**What you need to do:** Would you transcribe the line that holds "rsheeter, line 396: Nit: write_debug_glyph_order" and all the lines below it, through the final one, exactly and with nothing else?

******************************

PR #703, opened 2024-02-06
fea-rs: conditional compilation of GPOS & GSUB

cmyr:
This passes these options through to the compile step, which will skip processing the relevant statements if the corresponding table is not desired.


fea-rs/src/compile/opts.rs
```diff
@@ -22,4 +27,82 @@ impl Opts {
...
     }
+
+    /// Specify the number of errors to print when printing a [`DiagnosticSet`].
+    ///
+    /// Default is some arbitrary 'reasonable' number (currently 100.) To
+    /// suppress errors, pass `0`. To print all errors, pass a number as large
+    /// as the number of errors you expect to encounter.
+    ///
+    /// [`DiagnosticSet`]: crate::DiagnosticSet
+    pub fn max_error_messages(mut self, max_n_errors: usize) -> Self {
```
rsheeter, line 38: Optional, I think I might have expected an option (-1?) to print all of them

rsheeter (approved):

fea-rs/src/compile/opts.rs
cmyr: this is my fault for trying to be funny in my docs. Can update to just say `usize::MAX`, the joke isn't good anyway 😅

PR #705, opened 2024-02-06
[fontbe] Write out glyph order when --emit-debug is set

cmyr:
This is useful for writing certain tests for fea-rs, since I require a glyph order in order to compile features.


fontbe/src/features.rs
```diff
@@ -393,22 +393,27 @@ impl FeatureCompilationWork {
     }
 }
 
+fn write_glyph_order(context: &Context, glyphs: &GlyphOrder) {
```
rsheeter, line 396: Nit: write_debug_glyph_order would be more consistent

rsheeter (approved):

rsheeter (approved):

PR #706, opened 2024-02-06
[fontbe] Validate FEA AST at parse time

cmyr:
This makes more sense, instead of requiring every future user of the AST to perform a separate validation pass.


dfrg (approved):
Looks good!

dfrg:
... if it compiled :)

******************************

**Completed exercise:**
rsheeter, line 396: Nit: write_debug_glyph_order would be more consistent

rsheeter (approved):

rsheeter (approved):

PR #706, opened 2024-02-06
[fontbe] Validate FEA AST at parse time

cmyr:
This makes more sense, instead of requiring every future user of the AST to perform a separate validation pass.


dfrg (approved):
Looks good!

dfrg:
... if it compiled :)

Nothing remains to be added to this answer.